PR #3272, opened 2022-09-13
snowflake no longer requires extension

kataggart:
readme update - moved snowflake out of list requiring extension to list of included databases


nvoxland:
This list has been removed with #3280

### THE TASK
Retype the complete listing exactly.

### YOUR SOLUTION
PR #3272, opened 2022-09-13
snowflake no longer requires extension

kataggart:
readme update - moved snowflake out of list requiring extension to list of included databases


nvoxland:
This list has been removed with #3280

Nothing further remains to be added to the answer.